Mad Cow Disease in USA: Profits Take Priority, Part I

On March 10, 2010, seventy-six organizations representing millions of Americans sent a letter to the USDA asking for greater protection against cows with bovine spongiform encephalopathy or mad cow disease entering the US from Canada. This letter...

June 9, 2010 | Source: Natural News | by M. Thornley

On March 10, 2010, seventy-six organizations representing millions of Americans sent a letter to the USDA asking for greater protection against cows with bovine spongiform encephalopathy or mad cow disease entering the US from Canada. This letter was sent after the Canadian Food Inspection Agency confirmed, in February, the 18th case of bovine spongiform encephalopathy, or BSE, in a cow aged 72 months found dead on an Alberta farm.

BSE is a disease that causes a spongy degeneration of the brain and spinal cord. Humans can contract the disease by eating the tissues of an infected animal. The infectious agent is a protein that has changed shape named a prion.

The BSE cow was detected through Canada’s national BSE surveillance program but was not posted on the CFIA website for two weeks.

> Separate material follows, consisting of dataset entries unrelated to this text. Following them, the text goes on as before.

PR #1861, opened 2026-05-24
[tk9] Improve touchpad scrolling on Mac

tangledhelix:
In Tk9, on Mac at least, scrolling with the touchpad only emits the `<TouchpadScroll>` event, which we did not bind. This PR binds the event to correct the misbehaving scroll speed I observed previously.

The `<MouseWheel>` event handling was not touched, and should function exactly as before. I did limited testing of a mouse-wheel and it seemed to scroll fine.

Testing notes: just try to scroll the text area with a mouse-wheel (if you have one) and with a Mac touchpad (if you have one). The mouse-wheel should behave exactly as before. The trackpad should scroll as most Mac apps do; if you scroll slowly, it does too, if you flick your finger it will go faster.

Test on python.org v3.14.5.

### DIFF
--- a/src/guiguts/maintext.py
+++ b/src/guiguts/maintext.py
@@ -1317,25 +1317,45 @@ class MainText(tk.Text):
         self.theme_set_tk_widget_colors(self.peer)
 
         # On Tk9 macOS, trackpad gestures fire <TouchpadScroll> not <MouseWheel>.
-        # An instance-level binding is required; the Tk class-level binding alone
-        # does not engage correctly on this widget.
+        # Rate-limit scroll updates to ~60fps by accumulating deltas between frames.
         if is_mac():
 
-            def _touchpad_scroll(event: tk.Event) -> str:
-                def to_signed_16(n: int) -> int:
-                    return n if n < 0x8000 else n - 0x10000
+            def _make_touchpad_handler(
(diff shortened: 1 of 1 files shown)


windymilla:
Looks good - i.e. has no effect on Windows.

tangledhelix:
For benefit of this thread, since I only said it in Slack: this isn't quite right yet. I'm going to mark it as a draft and keep tinkering with it.

tangledhelix:
Mentioned in Slack, but not here - I updated this and now it is working well for me. Removing draft status.

windymilla (approved):

srjfoo (approved):
Some work still needed to get parity between Tk8 and Tk9.

Tk8: mouse and trackpad scrolling work just fine for me. No choppiness. If the main window is in the background, scrolling works fine over scrollbar and main text, but not over line numbers; with the main window in the foreground; scrolling works fine even over line numbers.

Tk9: The above is true for the mouse, but not for the trackpad. That is, everything is okay except scrolling when hovering over line numbers with the trackpad.

tangledhelix:
> Tk9: The above is true for the mouse, but not for the trackpad. That is, everything is okay except scrolling when hovering over line numbers with the trackpad.

Opened #1866 for that.

PR #1864, opened 2026-05-25
Make menu bar visible whatever dialog has focus

windymilla:
Tk9 on Macs only displays the root menu bar when the root window has focus, not if a dialog has focus.
Assign the root menu bar to all dialogs.

Testing: Check if it breaks Tk8 version on Macs. If it does, we'll need `if is_mac() and is_tk9()` but I'd rather avoid explicit Tk9 testing where possible.

### DIFF
--- a/src/guiguts/widgets.py
+++ b/src/guiguts/widgets.py
@@ -74,6 +74,10 @@ class ToplevelDialog(tk.Toplevel):
 
         self.base_title = title
         self.resizable(resize_x, resize_y)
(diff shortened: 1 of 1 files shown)


tangledhelix (approved):
Tested with Python 3.13.5 / Tk 8 and Python 3.14.5 / Tk 9. Menus stay consistent as I open S/R, Bookloupe, WF, Regex Library, etc. Looks good.

srjfoo (approved):
LGTM, also!

PR #1867, opened 2026-05-28
Don't do #1864 fix when Tk version < 9

windymilla:
On Macs, the fix causes problems with Tk 8.6. It's only needed for Tk 9+, so just do it when needed.


srjfoo (approved):

srjfoo (approved):

windymilla:
Note problem was only with python 3.11 & 3.12, not 3.13, so apparently not specifically Tk8/9 related. Fix is OK though.

PR #1869, opened 2026-05-28
Improve theme load failure

windymilla:
Add a slight pause before retrying, and if it still fails, load default theme.
Remove keramic_alt theme - suspicious it causes problems on Windows


windymilla:
Testing notes: Changing themes should not give an exception. Probably not reproducible in `master` but as long as this isn't worse.

srjfoo (approved):

PR #1889, opened 2026-06-25
Add "horizontal rule" option to images dialog

### LINKED ISSUE #1882: Add decorative `hr` feature somewhere
Maybe in the (auto) illo dialog, where we have "decorative", we could also have "thought break" as an option, i.e. 3-way radio button:
Illustration/Decorative/ThoughtBreak

Thought Break would use `hr` (with background image?)

windymilla:
Auto-illustration / HTML images dialogs now have a "Horizontal rule" checkbox, that causes the "illo" to be added as `<hr>` with the illo as a background image. This is intended for where there is an embellished thought break that the PPer wants to preserve instead of just using a plain straight line.

Fixes #1882

Testing notes:
1. Checking/unchecking the new box should make most other widgets in the dialog (like width, alignment, etc) disabled/enabled.
2. Adding regular illustrations should still work
3. Adding a thought break illo should now work, with CSS to control all the common settings, and the file name specified in the style attribute of the hr tag

Example tb illo:
image

### DIFF
--- a/src/guiguts/application.py
+++ b/src/guiguts/application.py
@@ -640,6 +640,7 @@ class Guiguts:
         preferences.set_default(PrefKey.HTML_IMAGE_ALIGNMENT, "center")
         preferences.set_default(PrefKey.HTML_IMAGE_CAPTION_P, True)
         preferences.set_default(PrefKey.HTML_IMAGE_DECORATIVE_ONLY, False)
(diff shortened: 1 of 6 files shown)


srjfoo (approved):

windymilla:
Ebookmaker currently gives errors during epub validation with the code this generates, so changing to Draft for now.

srjfoo (approved):

PR #1891, opened 2026-06-27
Cope with `[][]` regex better

### LINKED ISSUE #1890: `[][]` regex doesn't fail nicely
1. It keeps popping the "highlighting turned off" error box.
2. It should display the regex in red if it's going to fail.

windymilla:
1. Report is by changing the regex to red in the SR dialog - the validation routine wasn't using V1 regex rules
2. Turn off regex highlighting if the regex fails

Fixes #1890 

Testing notes:
1. Make sure your file has some square brackets in it
2. Enter `[][]` in the S/R search field, check "regex" - note that in `master`, it does not get displayed in red text as a warning that it's not legal.
3. Press Highlight All - note that in `master` you get an infinite loop of error dialog.

### DIFF
--- a/src/guiguts/maintext.py
+++ b/src/guiguts/maintext.py
@@ -3205,16 +3205,18 @@ class MainText(tk.Text):
             logger.error(
                 "Regex timed out. Try changing the regex or flags;\n"
                 "or increase the timeout in the Preferences dialog, Advanced tab.\n\n"
-                "Search highlighting turned off temporarily."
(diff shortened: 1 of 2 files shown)


tangledhelix (approved):
- Regex now turns red
- If I try to "highlight all" as before, I still get the popup dialog, but clicking "OK" dismisses it without entering a loop

Looks good!

srjfoo (approved):
LGTM!

PR #1898, opened 2026-07-12
Add a regex replace escape for regnal numbers

tangledhelix:
The existing `\N` escape converts a Roman number to an Arabic number. Given the books we work on, it's common to encounter Roman numbers which are regnal numbers, i.e., the number in a series of monarchs (kings, queens, popes).

This change implements a new escape (`\M`). I used M for Monarch, since `\R` (for Regnal) was taken already. With support for numbers in the range 1-99, it will take a Roman number as input (e.g. "II", "XIV", "XXIII") and output the regnal string prefixed by "the".

    II    --> the Second
    XIV   --> the Fourteenth
    XXIII --> the Twenty-third

I'm not aware of any real-world regnal numbers higher than 23, but it was as easy to implement the 20s as it was to go through the 90s.

### DIFF
--- a/src/guiguts/search.py
+++ b/src/guiguts/search.py
@@ -42,6 +42,59 @@ PADY = 2
 # Passed into eval call when `\C...\E` used in regex replacement
 lglobal: dict[str, str | int] = {}
 
+# Ordinal words for regnal numbers 1-19, used by `\M...\E` in regex replacement
+REGNAL_ONES = {
+    1: "First",
+    2: "Second",
+    3: "Third",
+    4: "Fourth",
+    5: "Fifth",
+    6: "Sixth",
+    7: "Seventh",
+    8: "Eighth",
+    9: "Ninth",
+    10: "Tenth",
+    11: "Eleventh",
+    12: "Twelfth",
+    13: "Thirteenth",
+    14: "Fourteenth",
+    15: "Fifteenth",
+    16: "Sixteenth",
+    17: "Seventeenth",
+    18: "Eighteenth",
+    19: "Nineteenth",
+}
+# Cardinal words for the tens, 20-90, used by `\M...\E` in regex replacement
+REGNAL_TENS = {
+    2: "Twenty",
+    3: "Thirty",
+    4: "Forty",
+    5: "Fifty",
+    6: "Sixty",
+    7: "Seventy",
+    8: "Eighty",
+    9: "Ninety",
+}
+
+
+def regnal_ordinal(number: int) -> str:
+    """Convert a number from 1 to 99 into its ordinal word form,
+    e.g. 2 --> "Second", 20 --> "Twentieth", 45 --> "Forty-fifth".
+
+    Args:
+        number: Number to convert; must be between 1 and 99 inclusive.
+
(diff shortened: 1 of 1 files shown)


tangledhelix:
Testing notes: I use this regular expression to find roman numbers.

```
(?<=[\s>-])(?!(?:x-ebookmaker|ill|civil|did|mild))([IVXLCDM]+|[ivxlcdm]+)(?![A-Za-z])(\.)?(?=[,\s<-])
```

Use this replace for testing:

```
\M\1\E
```

The most obvious use case in my mind is for abbreviations. An example replace for that case:

```
<abbr title="\M\1\E">\1\2</abbr>
```

tangledhelix:
Finally, a reminder: if this is merged, we'd want to update the wiki documentation to add `\M`, probably [here](https://www.pgdp.net/wiki/PPTools/Guiguts/Guiguts_2_Manual/Search_Menu#Regex_examples_using_extended_backslash_commands).

tangledhelix:
Forgot this in the testing notes: that regex can cope with either upper or lowercase roman numbers, with or without a terminating `.`, and it *should* exclude some commonly encountered words like "civil", "did", etc, that are made up of entirely roman numeral characters. The pathological case is the word "`I`" which is impossible to exclude without more intelligence than a regex pattern can muster.

I'd be interested to hear of any other words to exclude that aren't already in the pattern, too, if you encounter any.

windymilla:
> Finally, a reminder: if this is merged, we'd want to update the wiki documentation to add `\M`, probably [here](https://www.pgdp.net/wiki/PPTools/Guiguts/Guiguts_2_Manual/Search_Menu#Regex_examples_using_extended_backslash_commands).

Thanks for the link - I normally update the manual just before I do a release

windymilla:
> Testing notes: I use this regular expression to find roman numbers.
> 
> ```
> (?<=[\s>-])(?!(?:x-ebookmaker|ill|civil|did|mild))([IVXLCDM]+|[ivxlcdm]+)(?![A-Za-z])(\.)?(?=[,\s<-])
> ```
An alternative would be to trap Roman numeral construction more precisely than `[IVXLCDM]+` with something like
```
(?=[MDCLXVI])(M{0,3}(CM|CD|D?C{0,3})(XC|XL|L?X{0,3})(IX|IV|V?I{0,3}))
```

Also, if you put `(?i)` at the start of one of our regexes it makes it case insensitive which sometimes simplifies things.

windymilla (approved):
Code and behavior look good to me - thanks

tangledhelix:
> An alternative would be to trap Roman numeral construction more precisely than `[IVXLCDM]+` with something like
> 
> ```
> (?=[MDCLXVI])(M{0,3}(CM|CD|D?C{0,3})(XC|XL|L?X{0,3})(IX|IV|V?I{0,3}))
> ```

I'll tinker with this; I think it might need to be `{0,4}` for some of these, as you do run into the incorrectly formatted type. My current book has `MCCLXXXX` for 1290, for example, instead of `MCCXC`.

Dan

srjfoo (approved):

PR #1902, opened 2026-07-23
Add "expanded" mode to PPcomp

windymilla:
Make the output more spaced out, with more context, so that it is more similar to PPWB version.

Radio buttons at top of dialog set Compact/Expanded mode for next run.
Switching file should still work, though context lines may end up with an extra/missing leading space or two after switching - shouldn't be a significant problem.


rtonsing:
A sample comparison. Mainly, expanded makes it _much_ more clear that illos are just moved to another location.

compact
expanded

srjfoo (approved):

PR #1910, opened 2026-07-29
Improve ppcomp expanded output over line breaks

windymilla:
Previously, in expanded mode, all the extra text was reported on one line of the dialog, until the line number in "File 1" changed. Now, when an addition in "File 2" is being reported, if the addition crosses a line break, that is reflected in the report.
Also, if a character is inserted at the start of a line, it should be displayed at the start of a line, rather than the end of the previous line. Note that "File 1" still mostly controls where line breaks are displayed - it's only where there's an insert in "File 2" that its line breaks are taken into account.

### DIFF
--- a/src/guiguts/tools/ppcomp.py
+++ b/src/guiguts/tools/ppcomp.py
@@ -71,6 +71,7 @@ FLAG_CH_1_L = "⦓"
 FLAG_CH_1_R = "⦔"
 FLAG_CH_2_L = "⦕"
 FLAG_CH_2_R = "⦖"
+FLAG_NL = "⦑"
 NO_SPACE_BEFORE = "])}.,:;!?"
 NO_SPACE_AFTER = "[({"
 PAIR_RE = re.compile(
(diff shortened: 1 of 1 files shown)


windymilla:
Test file: [eyesthatcannotsee.zip](https://github.com/user-attachments/files/30511850/eyesthatcannotsee.zip)

1. Choose File 1 as the HTML file
2. Choose File 2 as the text file
3. Load HTML file into the main window
4. Run PPcomp
5. Load text file into main window
6. Run PPcomp
7. Choose File 2 as the HTML file
8. Choose File 1 as the text file
9. Load HTML file into the main window
10. Run PPcomp
11. Load text file into main window
12. Run PPcomp

In each case, compare the PPcomp output with `master` - displayed results should either be more or less the same, or improved in this branch. In particular, where additional text in File 2 crosses a line break, the line break should be shown in the results.

The edits made should not affect "Compact" display mode, so you don't need to check all of the above in "Compact" as well as "Expanded". However, you may want to check "Compact" for the case where the above is very different between `master` and this branch.

Screenshots of different display (branch first, then `master`):

image

.

image

.

Annotated version of first screenshot ("Newline from File 2" labels mark the change in this branch):

image

srjfoo (approved):

PR #1911, opened 2026-07-30
Improve speed of Page Sep Fixup

windymilla:
Remove some time-consuming stuff at the cost of slightly more complex code, but worthwhile.

Also, show "Working" label while working.

### DIFF
--- a/src/guiguts/misc_tools.py
+++ b/src/guiguts/misc_tools.py
@@ -51,6 +51,7 @@ from guiguts.widgets import (
     FileDialog,
     get_global_font,
     themed_style,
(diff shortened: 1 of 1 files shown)


srjfoo (approved):
Wow ... about an order of magnitude speed-up on the M1.

windymilla:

USDA regulations permit Canadian cattle born after March 1, 1999 to be imported into the US with BSE testing. Under these guidelines, the BSE cow that died in Alberta could have entered the US while it was alive. Not only that, but this dead cow was one of 11 such animals with BSE that could have entered the US.

The USDA maintains that its Animal and Plant Health Inspection Service determined that the risk of BSE with Canadian animal trade is negligible and that it is keeping with international standards established by the World Organization for Animal Health.

This is in stark contrast to the USDA response when BSE was first found in northern Alberta in 2003: Canadian cattle were banned.